Sentinel Lymph Node Biopsy (SLNB)


The sentinel lymph node is the first lymph node or nodes to which your melanoma could spread.

By removing the sentinel lymph node, we can find out whether your melanoma has spread to the lymph nodes. This is important information so we can advise you of the correct stage and prognosis of your melanoma.

The sentinel lymph node biopsy is usually performed at the same time as the wide local excision (WLE) of your melanoma.

What do lymph nodes do?

Lymph nodes filter bacteria and cancer cells from tissue fluid. Groups of lymph nodes are found in the neck, axilla (armpit), groin, chest and abdomen.

Finding the Sentinel Node.

Before surgery a small amount of radioactive fluid is injected around the site of the melanoma biopsy scar.

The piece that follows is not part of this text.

PR #177, opened 2019-06-11
Drop eos-parental-controls dependency in favour of malcontent

uajain:


uajain:
Forced-pushed contains the commit message change for linking to https://phabricator.endlessm.com/T26995 instead of https://phabricator.endlessm.com/T26537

A special scan locates the likely position of the sentinel node(s). The position of the node will be marked on your skin.

Just before the operation a small amount of blue dye will also be injected around the biopsy scar.

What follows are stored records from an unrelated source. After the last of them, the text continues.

PR #178, opened 2019-06-13
applications: Filter out "eos-link-" Endless-specific webapps

uajain:
A web app can be added to desktop for easy access via:
Right-click the desktop → Add Website...
These web app have app-id prefixed with "eos-link-".

gnome-control-center 3.32 introduced a new "Applications"
panels for applications' managing details (managing permissions,
disk space usage etc.). The enormous list of "eos-link-"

Your surgeon uses a radiation detection probe and the presence of blue dye in the lymphatics to locate the sentinel node.

Removal of the sentinel node requires a general anaesthetic.

Occasionally, despite the scan and blue dye, no lymph node can be found.

Does removing the sentinel lymph node cause problems?

Possible complications include bleeding, infection, wound healing problems and scarring. Sometime the armpit or groin region can feel a little stiff for a while.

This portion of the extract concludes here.